**Given records**
····················
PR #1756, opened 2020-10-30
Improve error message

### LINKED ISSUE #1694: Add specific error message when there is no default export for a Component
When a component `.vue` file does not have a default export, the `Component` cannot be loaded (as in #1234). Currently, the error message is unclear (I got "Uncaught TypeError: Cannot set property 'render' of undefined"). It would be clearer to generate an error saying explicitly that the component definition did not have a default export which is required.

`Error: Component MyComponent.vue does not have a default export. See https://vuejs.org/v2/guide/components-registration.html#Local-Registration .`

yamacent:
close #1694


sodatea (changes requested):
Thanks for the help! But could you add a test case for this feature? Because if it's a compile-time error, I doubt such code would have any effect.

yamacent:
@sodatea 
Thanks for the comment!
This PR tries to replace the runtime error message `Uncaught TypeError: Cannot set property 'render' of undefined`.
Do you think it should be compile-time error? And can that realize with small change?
····················
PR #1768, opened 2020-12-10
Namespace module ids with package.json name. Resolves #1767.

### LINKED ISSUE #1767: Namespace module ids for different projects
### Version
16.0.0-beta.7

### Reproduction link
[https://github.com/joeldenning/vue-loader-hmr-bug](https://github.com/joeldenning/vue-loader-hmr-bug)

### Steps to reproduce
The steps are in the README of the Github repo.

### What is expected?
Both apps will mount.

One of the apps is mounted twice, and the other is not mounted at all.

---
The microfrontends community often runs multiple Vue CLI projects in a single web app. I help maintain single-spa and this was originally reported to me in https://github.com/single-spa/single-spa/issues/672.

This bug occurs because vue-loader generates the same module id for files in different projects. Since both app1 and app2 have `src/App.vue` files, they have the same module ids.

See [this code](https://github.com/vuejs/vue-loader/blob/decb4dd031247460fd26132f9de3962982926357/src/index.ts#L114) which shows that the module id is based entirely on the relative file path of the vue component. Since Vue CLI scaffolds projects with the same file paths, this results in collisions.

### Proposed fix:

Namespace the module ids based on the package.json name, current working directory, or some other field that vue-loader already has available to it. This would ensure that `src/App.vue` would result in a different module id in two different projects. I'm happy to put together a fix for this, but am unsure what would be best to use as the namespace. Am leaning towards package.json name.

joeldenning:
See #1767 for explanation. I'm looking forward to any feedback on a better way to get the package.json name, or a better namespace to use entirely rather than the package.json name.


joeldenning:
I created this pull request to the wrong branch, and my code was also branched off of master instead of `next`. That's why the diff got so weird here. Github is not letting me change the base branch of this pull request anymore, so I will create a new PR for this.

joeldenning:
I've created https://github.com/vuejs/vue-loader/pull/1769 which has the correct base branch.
····················
**What this task involves**
Each line above where the word "json" occurs should be copied out.

**Completed task**
Namespace module ids with package.json name. Resolves #1767.
Namespace the module ids based on the package.json name, current working directory, or some other field that vue-loader already has available to it. This would ensure that `src/App.vue` would result in a different module id in two different projects. I'm happy to put together a fix for this, but am unsure what would be best to use as the namespace. Am leaning towards package.json name.
See #1767 for explanation. I'm looking forward to any feedback on a better way to get the package.json name, or a better namespace to use entirely rather than the package.json name.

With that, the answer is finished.